» REQUIRED WORK
Within the listing below, locate all lines containing the word "serialized". Copy each one.

» THE DATA
PR #755, opened 2026-07-08
[feat] Program editor: group exercises into workout days

### LINKED ISSUE #751: [feat] Program editor: group exercises into workout days
## Problem

The program editor (**Programs → My Programs → New / Clone / Edit**) has no way to group exercises into workouts. It groups exercises only by **week**, so every program it produces collapses into a **single, undifferentiated workout per week** (training frequency always computes to 1). The disabled "Edit Program — Coming soon" button on the cycle program page reflects the same gap.

## Context

Workout grouping is already first-class everywhere *except* the editor:

- The program spec key is `(week, offset, lift, order)`, where `offset` is the workout-day within a week. The storage (`CustomProgramSpec`, unique on `(programId, week, offset, lift, order)`) and the create/update API DTO already accept arbitrary offsets and impose **no lift-uniqueness constraint**.
- The read side already groups by `(week, offset)`: `buildWorkoutDays()` drives the Cycle Dashboard's Week → Workout card → lifts → sets, plus the workout-detail and logger views; `deriveProgramSummary()` computes frequency from distinct offsets.

The editor simply never exposes the workout-day (`offset`) dimension — it hardcodes `offset: 0`.

## Goal

Let the user build **workout days** and place exercises into them, then save a program that the existing read side renders as distinct workouts. Crucially, a single lift must be placeable on **multiple workout days within the same week** (e.g. Squat on Day 1 *and* Day 3) — so the model is exercise-*instance*-based, not one-day-per-lift.

## Acceptance criteria

- [ ] The editor lets the user add and remove workout days.
- [ ] The editor lets the user add exercises to a specific day; the same lift can be placed on multiple days (and repeated within a day).
- [ ] Per-week loading params (sets / reps / AMRAP / increment / warm-up %) are editable per exercise instance.
- [ ] A saved custom program renders as multiple distinct workout cards per week on the Cycle Dashboard, and the program summary's frequency reflects the number of days.
- [ ] Existing custom programs (one implicit workout per week) still load and re-save correctly — backward compatible.
- [ ] Cloning a preset pre-populates that preset's workout-day structure.
- [ ] No backend or database schema change is required.
- [ ] New tests cover the day/instance ↔ spec mapping (incl. same-lift-on-two-days), and a Playwright spec drives the editor; the `apps/web` e2e suite passes.

## Out of scope (separate follow-up issues)

1. API hardening — add `@ArrayMaxSize` to the specs array and a P2002 handler in the custom-programs repository (defense in depth).
2. Schedule/frequency-mismatch handling in cycle generation when a program's frequency differs from the user's schedule days-per-week.

brownm09:
## Summary

The program editor (**Programs → My Programs → New / Clone / Edit**) previously grouped exercises only by week and hardcoded `offset: 0`, so every custom program collapsed into a single, undifferentiated workout per week. This replaces the flat lift-checkbox + `(week, lift)` table with an **instance-based workout-day builder**:

- Build workout days (Day 1..N) with **Add Day / Remove Day**.
- Add exercises to a specific day; the **same lift can be placed on multiple days** — or repeated within a day — because an instance is keyed by `(offset, order)`, not lift name.
- Per-week sets / reps / AMRAP / increment / warm-up are edited per instance.
- On save, the model expands to `CustomProgramSpecRow[]` with `offset` = day index and `order` = within-day position — exactly the shape `buildWorkoutDays()` already groups into workouts, so the Cycle Dashboard and workout views render the days with no further change.

**No backend, Prisma, or shared-type changes** — the spec key already carried `(week, offset, lift, order)`, and the create/update DTO already accepts arbitrary `offset`/`order` with no lift-uniqueness constraint.

## Acceptance criteria

- [x] Add and remove workout days.
- [x] Add exercises to a day; the same lift can be on multiple days (and repeated within a day).
- [x] Per-week loading params editable per instance.
- [x] Saved programs render as distinct workout cards per week on the Cycle Dashboard (read-side mappers unchanged + exercised via the e2e save path); frequency reflects the number of days.
- [x] Existing custom programs (one implicit workout/week) load as a single Day 1 and re-save unchanged (backward-compat unit test).
- [x] Cloning a preset pre-populates its workout-day structure (`templateSeedSpecs`; covered for leangains).
- [x] No backend or schema change.
- [x] Tests cover the day/instance ↔ spec mapping (incl. same-lift-on-two-days) and a Playwright editor spec; the `apps/web` e2e suite passes.

## Changes

| File | Change |
|---|---|
| `apps/web/app/(authed)/programs/programSpecMapping.ts` (new) | Pure `daysFromSpecs` / `specsFromDays` mappers + types; no React/Next imports, unit-tested directly. |
| `apps/web/app/(authed)/programs/ProgramEditor.tsx` | Rewrite to the day/instance builder: per-week mini-tables, add/remove day + instance, client caps (≤7 days, ≤12/day), `role="group"` + per-control aria-labels. |
| `apps/web/app/(authed)/programs/programs.module.css` | New day/instance styles; removed now-dead `.liftCheckboxList` / `.liftCheckbox` / `.specTableWrapper`. |
| `apps/web/lib/programs.ts` | New `templateSeedSpecs()` clone-seed helper. |
| `apps/web/e2e/mock-api.mjs` | Added `POST /programs/custom` + `PUT /programs/custom/:id` echo handlers. |
| `apps/web/e2e/programs-editor.spec.ts` (new) | Playwright: build two days, place a lift on both, save. |
| `apps/web/app/(authed)/programs/ProgramEditor.mapping.test.ts` (new) / `ProgramEditor.increment.test.tsx` | Mapper unit tests; increment test updated for the new UI. |
| `apps/api/src/custom-programs/create-custom-program.dto.spec.ts` | Added offset/order + multi-instance validation coverage. |

## Testing

- `npm run typecheck` — pass (blocking CI gate).
- `npx turbo run lint` (web + api) — pass.
- `npm test -w @lifting-logbook/web` — **Tests: 244 passed, 0 skipped, 0 failed** (40 suites), including `ProgramEditor.mapping.test.ts` (12 — +1 regression test for the review's blocking data-loss finding) and the updated increment test.
- `LIFTING_SKIP_DB_E2E=1 npm test -w @lifting-logbook/api -- create-custom-program.dto` — **Tests: 12 passed, 0 skipped, 0 failed** (5 new). DB E2E skipped because this diff touches no DB code (no `apps/api/prisma/` or repository changes) — the documented escape hatch, cited per [#394](https://github.com/brownm09/lifting-logbook/issues/394).
- `npm run test:e2e -w @lifting-logbook/web -- programs-editor` — **1 passed** (Day 1 = Back Squat + Bench Press, Day 2 = Back Squat, then Save).

Coverage gate: new behavior is covered (mappers, DTO, e2e). No tests skipped or deleted; no coverage thresholds changed.

## Suppression policy note

`apps/web/e2e/mock-api.mjs` adds four `?? null` (`description` and `baseTemplate` in the POST and PUT echo responses — the PUT's is `body.baseTemplate ?? existing?.baseTemplate ?? null` after the review fix that made it stateful). These are **data defaults in the plain-JS Playwright mock**, mirroring the real Fastify API's `string | null` response fields when a request omits them — not type-error suppressions. No `@ts-ignore` / `@ts-expect-error` / `eslint-disable` / non-null assertions were added (the old editor's `checkboxes[0]!` was removed).

## Notes for reviewers / follow-ups (out of scope)

- The **"Save & Switch to This Program"** button uses `router.push` + `router.refresh` (unchanged from the previous editor). In local dev e2e the server actions succeed (`createCustomProgram`, `switchProgram`, `GET /cycle/1` all 200) but the client URL did not commit, so the e2e asserts on plain **Save**. Since the navigation code is unchanged, this is likely a dev/e2e-environment quirk rather than a production regression — filing a follow-up to confirm.
- API hardening (`@ArrayMaxSize` on `specs` + a P2002 handler in the custom-programs repository) and cycle-generation schedule/frequency-mismatch handling are separate follow-ups per the issue.

`/review` ([comment](https://github.com/brownm09/lifting-logbook/pull/755#issuecomment-4919933172)) returned 1 blocking + 8 non-blocking findings. Per ADR-028, each is fixed in-PR or filed-and-linked:

| # | Finding | Disposition |
|---|---|---|
| **Blocking** | `daysFromSpecs` grouped instances by `order` alone, silently dropping a lift when two different lifts shared `(offset, order)` (reachable via spec import) → data loss on edit-load/re-save | **Fixed** — now groups by `(order, lift)`; added a `daysFromSpecs` regression test for the two-lifts-one-position case |
| [correctness] | `specsFromDays` offset renormalization shifts no-schedule clone display dates (leangains 0/2/4 → 0/1/2) | **Filed** [#761](https://github.com/brownm09/lifting-logbook/issues/761) |
| [maintainability] | Remove-button + per-input aria-labels omitted within-day position, making duplicate-lift-in-a-day controls ambiguous and un-`getByLabel`-able | **Fixed** — labels now include `#${i + 1}`; e2e remove-button selectors updated |
| [performance] | No memo boundary; whole form re-renders per keystroke | **Filed** [#762](https://github.com/brownm09/lifting-logbook/issues/762) |
| [reliability] | Mock `PUT /programs/custom/:id` was stateless and hardcoded `baseTemplate: null` | **Fixed** — PUT now persists to `state.customPrograms` (mirrors POST) with consistent `baseTemplate` |
| [maintainability] | `days` initializer gated load-existing on `mode === 'edit'` | **Fixed** — loads `existing.specs` whenever provided, regardless of mode |
| [maintainability] | `uid()` doc comment claimed SSR/hydration determinism (untrue) | **Fixed** — reworded to state the real invariant (client-only keys, never serialized → divergence is harmless) |
| [maintainability] | `defaultWeekParams` exported with no external consumer | **Fixed** — dropped the `export` (module-private) |
| [reliability] | Numeric inputs use `Number(e.target.value)` (cleared → 0, `-` → NaN); **pre-existing** from the old editor | **Filed** [#763](https://github.com/brownm09/lifting-logbook/issues/763) |

All fixes verified: typecheck ✅, web unit **244 passed**, api DTO **12 passed**, Playwright `programs-editor` **1 passed**.

Closes #751


brownm09:
## Review: [feat] Program editor: group exercises into workout days

### Summary
A well-tested feature that correctly surfaces the existing `(week, offset, lift, order)` model in the editor. The **forward (save) path is provably safe** — unique natural keys by construction, no client-only `id` leaked past the `forbidNonWhitelisted` DTO, all values DTO-valid. **Recommend merge after fixing one blocking data-loss issue on the reverse (edit-load) path**: `daysFromSpecs` can silently drop a lift when two different lifts share the same `(offset, order)`. That shape isn't produced by the editor or presets, but it's reachable via the custom-program spec-import path, and edit mode is the load path for *all* custom programs. The remaining items are non-blocking quality/robustness fixes. The ~1050-line diff is appropriately scoped (editor + mappers + tests + mock).

---

### Blocking Findings

**[correctness]** `apps/web/app/(authed)/programs/programSpecMapping.ts` — `daysFromSpecs`, instance grouping
Instances are grouped by `(offset, order)` and one lift is taken per group (`(orderRows.find(r => r.week === 1) ?? orderRows[0]).lift`), discarding any other lift at that position. But the persisted natural key is `(programId, week, offset, lift, order)` — `lift` is part of the key — so the store permits two *different* lifts at the same `(offset, order)`. The editor and presets always assign each lift a distinct `order`, so editor/clone data is safe; however the custom-program spec import validates fields independently and does not enforce distinct `order` per lift within an offset, so an imported program can hold `(w1, off0, Squat, order1)` **and** `(w1, off0, Bench, order1)`. Opening such a program in **edit** mode (the load path for every custom program) silently drops `Bench`, and the next save deletes it permanently — silent data loss.
**Fix:** Group instances by `(order, lift)` (one instance per distinct lift at a position) rather than by `order` alone; `specsFromDays` already renumbers `order` on save, so no collision results. Add a `daysFromSpecs` test with two different lifts sharing `(offset, order)`.

---

### Non-Blocking Findings

**[correctness]** `programSpecMapping.ts` — `specsFromDays`, offset renormalization
`offset` is re-derived as the compacted non-empty-day index, so non-contiguous stored offsets renormalize (0/2/4 → 0/1/2). Because no-schedule dates are `cycleStart + (week-1)*7 + offset` (`apps/api/src/programs/mappers.ts`, `noScheduleWorkoutDateUTC`), cloning the Leangains preset (Mon/Wed/Fri) and saving it unchanged shifts its no-schedule display dates to Mon/Tue/Wed. Scheduled-mode dates, workout count, order, and lift grouping are all unaffected — impact is limited to no-schedule display spacing, and it's still strictly better than the pre-PR editor (which flattened everything to `offset: 0`).
**Suggestion:** This is the deliberate "contiguous offsets" design decision; confirm the no-schedule fidelity loss on clone is acceptable, or carry each day's original `offset` through the model. Filing a follow-up to track.

**[maintainability]** `ProgramEditor.tsx` — instance remove-button + input labels omit within-day position
The remove-button `aria-label` (`Remove ${lift} from Day ${n}`) and per-input aria-labels (`${lift} Day ${n} Week ${w} …`) key only on lift + day + week. Since the feature deliberately allows the same lift twice in one day (distinct `order`), two "Back Squat" instances on Day 1 produce byte-identical labels — and the repo's entire web test strategy is `getByLabel`/`getByRole({name})`, where both RTL and Playwright strict mode throw on multiple matches. So a test for the duplicate-in-a-day case is un-writable, and the controls are ambiguous to assistive tech.
**Suggestion:** Include the within-day position (e.g. `Remove ${lift} #${i + 1} from Day ${n}` and `${lift} #${i + 1} Day ${n} Week ${w} sets`). Update the e2e spec's three remove-button selectors accordingly.

**[performance]** `ProgramEditor.tsx` — no memo boundary; whole form re-renders per keystroke
All day/instance/week markup renders inline in one component, so each `setDays` reconciles the entire form (worst case ~7 days × 12 instances × 3 weeks × ~5 inputs ≈ 1,260 inputs plus a full `LIFT_CATALOG` `<select>` per day). The immutable updaters keep untouched `d`/`inst` referentially stable, but that buys nothing without memoized children. Realistic programs are fine; the worst case could feel laggy on low-end devices.
**Suggestion:** Extract memoized `DayCard`/`InstanceRow` components with `useCallback` handlers so an edit re-renders only the touched instance. Filing a follow-up.

**[reliability]** `apps/web/e2e/mock-api.mjs` — `PUT /programs/custom/:id` is stateless
The PUT handler echoes the body but never updates `state.customPrograms` (unlike the sibling `POST`), and hardcodes `baseTemplate: null`. A future edit-mode e2e that asserts a rename is reflected in `GET /programs/custom` would silently pass against stale data.
**Suggestion:** Either update the matching `state.customPrograms` entry (mirroring POST) or add a comment that PUT is intentionally echo-only; keep `baseTemplate` handling consistent with POST.

**[maintainability]** `ProgramEditor.tsx` — `days` initializer gates load-existing on `mode === 'edit'`
The pre-#751 initializer loaded `existing.specs` whenever present; the new one only does so for `mode === 'edit'`. Not a regression at current call sites (EditorTab passes `existing` only with `edit`), but a future "clone an existing custom program" flow passing `existing` under `mode="clone"` would silently start empty and drop the source specs.
**Suggestion:** Load `existing.specs` first regardless of mode (falling through to template seed, then empty day), so the initializer is robust to that future flow.

**[maintainability]** `programSpecMapping.ts` — `uid()` doc comment is inaccurate
The comment says the counter is "Deterministic across SSR/hydration." It isn't — `idCounter` is module-level mutable state shared across concurrent requests. The code is nonetheless correct, but for a different reason: the ids are only React keys / closure values and never serialized, so counter non-determinism is harmless.
**Suggestion:** Reword to state the real invariant (client-only keys, never serialized → divergence is harmless).

**[maintainability]** `programSpecMapping.ts` — `defaultWeekParams` exported without an external consumer
Only `defaultWeeks` calls it; both `ProgramEditor` and the mapping test import `defaultWeeks`. Unnecessary public surface.
**Suggestion:** Drop the `export` (keep it module-private) unless a caller is imminent.

**[reliability]** `ProgramEditor.tsx` — numeric `onChange` uses `Number(e.target.value)` (pre-existing)
A cleared field maps to `0` and a partial `-` to `NaN`, so `sets`/`reps` can transiently fall below `min={1}`; on save these are rejected by the DTO and surfaced via `catch → setError` rather than silently persisted. State isn't permanently wedged, and this is carried over verbatim from the old editor's `updateSpec` — pre-existing, not introduced here.
**Suggestion:** If touched, keep the raw string and validate on blur (or clamp with `Number.isFinite`) so an empty field doesn't momentarily block save. Filing a follow-up.

---

### Findings Disposition
_To be completed before merge (per ADR-028: each finding fixed-in-PR or filed-and-linked)._

---

brownm09:
## Re-review after remediation — CLEAN

Fresh `/review` pass on the current head (`3e1c276`), after remediating the [original review](https://github.com/brownm09/lifting-logbook/pull/755#issuecomment-4919933172)'s findings. An independent adversarial re-review of the full remediation delta — the `(order, lift)` regrouping in `daysFromSpecs`, position-aware `#N` aria-labels with matching e2e selectors, the now-stateful mock `PUT`, the mode-independent `days` initializer, the dropped export / corrected comment, and the key-separator byte — found **no new correctness / security / reliability regression**, and confirmed every prior finding is resolved.

**Original findings (1 blocking + 8 non-blocking) — all dispositioned** (full table in the PR body):

- **6 fixed in-PR**, including the blocking `daysFromSpecs` data-loss fix (two different lifts sharing `(offset, order)` no longer drop one on edit-load), verified by a new mapping regression test.
- **3 filed as out-of-scope follow-ups:** #761 (offset spacing on clone), #762 (memoize day/instance rows), #763 (numeric input `Number()` coercion — pre-existing).

Also caught and fixed during remediation: a literal NUL byte had slipped into the grouping-key separator (functionally valid but made git treat the source as binary) — replaced with a plain space (`3e1c276`).

Verification: typecheck ✅ · web unit **244 passed** · mapping **12 passed** · Playwright `programs-editor` **1 passed**.




*Re-reviewed by `claude-opus-4-8` via Claude Code.*

brownm09:
Branch updated with `origin/main` (a 1-line `CLAUDE.md` change only — no source code) to satisfy the strict up-to-date requirement; head is now `8ff7087`. The independent CLEAN re-review above still stands (no application code changed). Re-affirming the fresh marker for the new head:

» RESULT OF THIS TASK
| [maintainability] | `uid()` doc comment claimed SSR/hydration determinism (untrue) | **Fixed** — reworded to state the real invariant (client-only keys, never serialized → divergence is harmless) |
The comment says the counter is "Deterministic across SSR/hydration." It isn't — `idCounter` is module-level mutable state shared across concurrent requests. The code is nonetheless correct, but for a different reason: the ids are only React keys / closure values and never serialized, so counter non-determinism is harmless.
**Suggestion:** Reword to state the real invariant (client-only keys, never serialized → divergence is harmless).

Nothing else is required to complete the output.